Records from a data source
════

PR #1532, opened 2019-06-24
Add tracking data to donation form

timEulitz:
T226378

### DIFF
--- a/src/Presentation/Presenters/DonationFormPresenter.php
+++ b/src/Presentation/Presenters/DonationFormPresenter.php
@@ -45,9 +45,7 @@ class DonationFormPresenter {
 			],
 			'tracking' => [
 				'bannerImpressionCount' => $trackingInfo->getSingleBannerImpressionCount(),
-				'impressionCount' => $trackingInfo->getTotalImpressionCount(),
-				'trackingSource' => $trackingInfo->getSource(),
-				'tracking' => $trackingInfo->getTracking()
+				'impressionCount' => $trackingInfo->getTotalImpressionCount()
 			],
 			'urls' => $urlEndpoints
 		] );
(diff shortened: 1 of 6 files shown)


src/Presentation/Presenters/DonationFormPresenter.php
```diff
@@ -46,7 +45,9 @@ public function present( Euro $amount, string $paymentType, int $paymentInterval
 			],
 			'tracking' => [
 				'bannerImpressionCount' => $trackingInfo->getSingleBannerImpressionCount(),
-				'impressionCount' => $trackingInfo->getTotalImpressionCount()
+				'impressionCount' => $trackingInfo->getTotalImpressionCount(),
+				'trackingSource' => $trackingInfo->getSource(),
+				'tracking' => $trackingInfo->getTracking()
```
timEulitz: Not entirely sure about this, I figured this is the best way to do this but please check this out in detail. I also had to make those two functions nullable for cases where no value was set.

gbirke: I was baffled that `trackingSource` and `tracking` were not part of any form in the skins (as I assumed when writing the ticket, sorry for that) and had to search hard how that mechanism works. I found in `app/Bootstrap.php` where the values are read from various potential sources (cookie, a field called `tracking` that we probably haven't used for a while and finally Piwik (Matomo) campaign and keyword), set as attributes in the request and stored in a cookie after each request. In essence, this means that the `trackingSource` and `tracking` values are "magically" available, without us having to pass them around in form fields. You can remove them from the component and presenter.

I'll create a ticket for improving this inconsistent tracking situation. IMHO the best approach would be to save every tracking-related information in the session (the `spenden_tracking` cookie is only valid until the end of the session) and remove the impression counts from the forms.

PR #1533, opened 2019-06-25
Create bank account form fields

timEulitz:


gbirke:
I'd modify the code as follows:
* have two actions for the store, e.g. `setBankData( iban: string, bic?: string)` and `setLegacyBankdata(accountNumber: string, bankNumber: string)`, that call the right server API endpoint  (`check-iban` vs `generate-iban`) and call the validity mutators when the server returns a response. If the server returns success, set the values for iban and bic (with the values from the server)
* decide in the bank data component what case you have (see cat17, you can copy the script part almaost 1:1 from there) and call the right store action depending on case, when the fields are filled.
* modify the `paymentDataIsValid` getter and `MARK_EMPTY_FIELDS_INVALID` mutator to include/ignore the bank data fields depending on payment type. (this needs some unit tests). Maybe it's better to split `MARK_EMPTY_FIELDS_INVALID` into two mutators because the bank data is on the address page. 

Later (e.g. in my PR) we need to remember to call the `payment/markEmptyValuesAsInvalid` action when submitting the address form to make sure that if the user left the bank data fields (partially) empty (and thus no server call has happened and the bank data fields are still in `Validity.INCOMPLETE'  state), we force a validity change.

skins/laika/src/store/payment/actions.ts
```diff
@@ -52,12 +49,12 @@ export const actions = {
 		context.commit( SET_TYPE, payload );
 		context.commit( SET_TYPE_VALIDITY );
 	},
-	[ setAccountId ]( context: ActionContext<Payment, any>, payload: TypeData ): void {
-		context.commit( SET_BANK_ACCOUNT_ID, payload );
-		context.commit( SET_BANK_ACCOUNT_ID_VALIDITY );
+	[ setBankData ]( context: ActionContext<Payment, any>, payload: BankAccountData ): void {
```
gbirke: Since you need to pass the URL, you can't use the BankAccountData as type here. Depending on where that interface is used, I'd either add the URL field and rename the interface (e.g. `BankAccountRequest` or `BankAccountValidationParams`) or define the type inline:

    [ setBankData ]( context: ActionContext<Payment, any>, payload: { validationUrl: string, bankdata: BankAccountData }): void {

skins/laika/src/store/payment/actions.ts
```diff
@@ -52,12 +49,12 @@ export const actions = {
...
+		//TODO Perform AJAX request
+		context.commit( SET_BANKDATA, payload );
 	},
-	[ setBankId ]( context: ActionContext<Payment, any>, payload: TypeData ): void {
-		context.commit( SET_BANK_ID, payload );
-		context.commit( SET_BANK_ID_VALIDITY );
+	[ setLegacyBankdata ]( context: ActionContext<Payment, any>, payload: BankAccountData ): void {
```
gbirke: When passing the URL in, the code in both actions will be identical. Maybe let the BankData component decide which URL to use and have only one store action?

skins/laika/src/components/pages/donation_form/PaymentBankData.vue
```diff
@@ -52,12 +52,31 @@ export default Vue.extend( {
...
-			this.$store.dispatch( action( NS_PAYMENT, setAccountId ), this.$data.accountId );
+		validate() {
+			if ( this.isAccountIdEmpty() ) {
+				return;
+			}
+			if ( this.looksLikeIban() ) {
+				this.$store.dispatch( action( NS_PAYMENT, setBankData ), this.$data );
+				return;
+			}
+			this.$store.dispatch( action( NS_PAYMENT, setLegacyBankdata ), this.$data );
```
gbirke: The `dispatch` method returns a promise. You can use that to update the bank data fields when the server returns a success response (especially relevant for the account number -> BIC conversion).

skins/laika/src/components/pages/donation_form/subpages/AddressPage.vue
```diff
@@ -91,10 +91,13 @@ export default Vue.extend( {
 		submit() {
 			( this.$refs.address as any ).validateForm().then( () => {
 				if ( this.$store.getters[ NS_ADDRESS + '/requiredFieldsAreValid' ] ) {
+					if ( this.$store.getters[ NS_PAYMENT + '/isDirectDebitPayment' ] &&
+						!this.$store.getters[ NS_BANKDATA + '/bankDataIsValid' ] ) {
+						return;
+					}
```
gbirke: 👍 
Now that I see this code, it makes total sense for me to conditionally check in the component instead of complicating the store code with conditional and cross-namespace checks. Especially since the `NS_PAYMENT` namespace might become `NS_DONATION_PAYMENT` while NS_BANKDATA will be used both for donation and membership.

skins/laika/src/components/pages/donation_form/SubmitValues.vue
```diff
@@ -4,6 +4,8 @@
 		<input type="hidden" name="zahlweise" :value="payment.type">
 		<input type="hidden" name="periode" :value="payment.interval">
 		<input type="hidden" name="betrag" :value="formattedAmount">
+		<input v-if="isBankData" type="hidden" name="iban" :value="bankdata.iban">
```
gbirke: I think you can keep the code simple and forgo the `if` and `isBankData` property. The backend will ignore the data anyways and if a hidden field is empty, it won't submit.

timEulitz: I was thinking more of a weird case where a user entered valid IBAN data, then went back and changed the payment type and then submitted the form. I think in that case the IBAN data would then send along to the server if it were not for that if. Not sure if that check is really necessary though, I can go back and test it if need be.

gbirke:
I've user-tested it and it works fine. Tried German IBAN, Legacy bank data conversion, Austrian IBAN, going back and switching payment type, going back again and switching payment type again.

timEulitz:
Alright, thanks!

timEulitz:
Should be good now, please review and possibly merge before creating other big PRs because this is getting out of hand :see_no_evil:.

However, two things:

On my local environment at home, the bank data validation seems to fail because it seems to connect to the wrong port which then causes the connection to be blocked:

connection

This was not an issue on my notebook, however since I did two relatively complex rebases, I am not sure if the rebases are at fault or if this issue already existed before that on my desktop. Could you user-test this and see if you have the same issue?

________________________

Secondly, sporadically, when running `npm run test:unit`, this error will pop up but it will not cause the tests to fail:

```
TypeError: Cannot read property 'protocol' of undefined

tests/unit/components/pages/donation_form/BankData.spec.ts

This error originated either by throwing inside of an async function without a catch block, or by rejecting a promise which was not handled with .catch(). (rejection id: 10)
```

I am really not sure what causes it and what makes it even more confusing is that it really occurs randomly - the next time executing the tests it may just vanish. Do either of you have an idea what could cause this? @gbirke @tzhelyazkova

skins/laika/src/view_models/BankAccount.ts
```diff
@@ -0,0 +1,29 @@
...
+    accountId: string
+    bankId: string
+}
+
+export interface BankAccountRequest {
+    validationUrl: string
+    requestParams: object
+}
+
+export interface BankAccountResponse {
```
tzhelyazkova: I'm ok with this type of interface but I think `[key: string]: string` is better for responses coming from the server because this is now tight to how the back end responds. In case we add something there this is going to start failing.

skins/laika/tests/unit/components/pages/donation_form/BankData.spec.ts
```diff
@@ -0,0 +1,173 @@
...
+			mocks: {
+				$t: () => {},
+			},
+		} );
+
+		const iban = wrapper.find( '#iban' );
+		const bic = wrapper.find( '#bic' );
+		wrapper.setData( { accountId: 'AT12345605171238489890', bankId: 'ABCDDEFFXXX' } );
+		expect( ( ( <HTMLInputElement> iban.element ).value ) ).toMatch( 'AT12345605171238489890' );
+		expect( ( ( <HTMLInputElement> bic.element ).value ) ).toMatch( 'ABCDDEFFXXX' );
```
tzhelyazkova: Is this because TypeScript complains? :thinking:

composer.lock
```diff
@@ -1296,33 +1296,37 @@
         },
         {
             "name": "guzzlehttp/psr7",
-            "version": "1.5.2",
+            "version": "1.6.1",
```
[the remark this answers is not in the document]
timEulitz: Let's try to keep it in mind and talk about it after the next daily.

skins/laika/tests/unit/components/pages/donation_form/BankData.spec.ts
timEulitz: Of course, I'm not a typecasting masochist :hocho::face_with_head_bandage:!

I have tried a ton of things but it's simply impossible to get the `value` without first casting to `HTMLInputElement`.

skins/laika/src/view_models/BankAccount.ts
timEulitz: I have updated the interface.

skins/laika/README.md
```diff
@@ -15,21 +15,11 @@ npm run serve
 npm run build
```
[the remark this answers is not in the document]
timEulitz: Yeah, I've deleted it now and long-term we can probably document things in the general README.

composer.lock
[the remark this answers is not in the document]
gbirke: The `composer.lock` for the FundraisingFrontend is essential to have stable deployments and avoid accidentally deploying wrong master of any bounded context dependencies. If the frequent updates to the messages cause merge conflicts (which are easily resolved) that bother us too much, then we should rather think of a different way of incorporating the messages into the dev environment.

skins/laika/src/components/pages/donation_form/PaymentBankData.vue
```diff
@@ -0,0 +1,140 @@
+<template>
+	<fieldset class="has-margin-bottom-36">
+		<legend class="title is-size-5">{{ $t( 'donation_form_payment_bankdata_title' ) }}</legend>
+		<span>{{ $t( 'donation_form_payment_bankdata_legend' ) }}</span>
+		<div v-bind:class="[{ 'is-invalid': bankDataIsInvalid }]">
```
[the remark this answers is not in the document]
gbirke: The `b-radio` <-> Vuex interaction was a very inconvenient and hacky developer experience. I hope this was just due to the nature of `<input type=radio>` elements and not a general flaw of Buefy.

composer.lock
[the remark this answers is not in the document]
tzhelyazkova: The thing is we never commit a `composer.lock` with only the content repo version bumped up. It's always a few things, because it's kind of annoying having to run update and then hand pick only the content repo in the lock file. And all of those random composer updates people run locally tend to collide with each other now and then. I didn't say the merge conflicts are hard to resolve but it'd be nice if we don't have them so often.
I admit  I don't understand the argument that we use the lock file to avoid accidentally deploying the wrong master, so let's discuss it in the next daily.

PR #1537, opened 2019-07-01
Create membership type

tzhelyazkova:
- [x] Setup Membership structure (folders, parent vue component, store)
- [x] Create membership type page

Follow up PRs will cover the rest of the AC from the ticket, meaning adding address fields, birthday field and populating the form in case of coming from the donation confirmation page.

### DIFF
--- a/skins/laika/src/components/pages/membership_form/MembershipType.vue
+++ b/skins/laika/src/components/pages/membership_form/MembershipType.vue
@@ -1,0 +1,48 @@
+<template>
+    <fieldset class="has-margin-top-36">
+        <legend class="title is-size-5">{{ $t('membership_type_legend') }}</legend>
+        <div>
+            <b-radio :class="{ 'is-active': selectedType === 'sustaining' }"
+                    type="radio"
+                    id="sustaining"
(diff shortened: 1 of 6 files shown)


gbirke:
When copying from Donation components, please keep in mind that in our domain language we distinguish between _donation amount_ and _membership fee_. Although in some places, "amount" might still make sense.

skins/laika/src/components/pages/membership_form/MembershipType.vue
```diff
@@ -0,0 +1,54 @@
...
+	},
+} );
+</script>
+<style lang="scss" scoped>
+    .b-radio.radio {
+        margin-left: 0;
+        height: 6.5em;
+    }
+    p {
+        color: rgba(0, 0, 0, 0.6);
```
timEulitz: It's better to use the color variables and auto-generated CSS classes for this. You can assign the `has-text-dark-lighter` CSS class to the `<p>` elements and remove this CSS rule, this will apply `$fun-color-dark-lighter` which is the same as yours.

PR #1538, opened 2019-07-02
Membership address form

tzhelyazkova:

- [x] Create Address parent component for membership and add all the needed address subcomponents to it
- [x] Create membership address store module and connect it to membership address form
- [x] Create Date of Birth component
- [x] Create Receipt Opt Out component

It'd be better if I do this last step in a separate PR as it will require a lot of files being moved to a new directory. That will bump the number of `Files changed` by a lot and will make this PR hard to review.
- [ ] Extract the components used both in donation and membership into a new shared folder

### DIFF
--- a/skins/laika/src/components/pages/donation_form/DateOfBirth.vue
+++ b/skins/laika/src/components/pages/donation_form/DateOfBirth.vue
@@ -1,0 +1,17 @@
+<template>
+    <div>
+
+    </div>
+</template>
+
+<script lang="ts">
+import Vue from 'vue';
+
+export default Vue.extend( {
+
+} );
+</script>
+
+<style scoped>
+
+</style>
--- a/skins/laika/src/components/pages/donation_form/DateOfBirth.vue
+++ b/skins/laika/src/components/pages/donation_form/DateOfBirth.vue
@@ -1,17 +1,50 @@
 <template>
-    <div>
-
-    </div>
+    <fieldset>
+		<label for="birthDate" class="subtitle has-margin-top-36">{{ $t( 'membership_birth_date_label' ) }}</label>
+		<b-input type="text"
+			id="birthDate"
+			:placeholder="$t( 'membership_birth_date_placeholder' )"
+			v-model="date"
+			@blur="validateDate">
+		</b-input>
+		<span v-if="dateHasError" class="help is-danger">{{ $t( 'membership_birth_date_error' ) }}</span>
+    </fieldset>
 </template>
 
 <script lang="ts">
 import Vue from 'vue';
+import { NS_MEMBERSHIP_ADDRESS } from '@/store/namespaces';
+import { action } from '@/store/util';
+import { setDate } from '@/store/membership_address/actionTypes';
 
 export default Vue.extend( {
-
+	name: 'DateOfBirth',
+	data: function () {
+		return {
+			date: '',
+			datePattern: new RegExp( [
+				'^(?:(?:31(\\.)',
+				'(?:0?[13578]|1[02]))\\1|(?:(?:29|30)(\\.)',
+				'(?:0?[13-9]|1[0-2])\\2))(?:(?:1[6-9]|[2-9]\\d)?\\d{2})$|^(?:29(\\.)',
+				'0?2\\3(?:(?:(?:1[6-9]|[2-9]\\d)?(?:0[48]|[2468][048]|[13579][26])|(?:(?:16|[2468][048]|[3579][26])00))))$',
+				'|^(?:0?[1-9]|1\\d|2[0-8])(\\.)(?:(?:0?[1-9])|(?:1[0-2]))\\4(?:(?:1[6-9]|[2-9]\\d)?\\d{2})$',
+			].join( '' ) ),
+			dateHasError: false,
+		};
+	},
+	methods: {
+		setDate: function () {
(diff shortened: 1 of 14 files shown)


skins/laika/src/components/pages/membership_form/Address.vue
```diff
@@ -0,0 +1,150 @@
...
+		validateForm(): Promise<ValidationResult> {
+			return this.$store.dispatch( action( NS_MEMBERSHIP_ADDRESS, validateAddress ), this.$props.validateAddressUrl );
+		},
+		onFieldChange( fieldName: string ): void {
+			this.$store.dispatch( action( NS_MEMBERSHIP_ADDRESS, setAddressField ), this.formData[ fieldName ] );
+		},
+	},
+} );
+</script>
+<style lang="scss" scoped>
```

════

Set aside each line above that includes the string "sustaining" and report it.

+            <b-radio :class="{ 'is-active': selectedType === 'sustaining' }"
+                    id="sustaining"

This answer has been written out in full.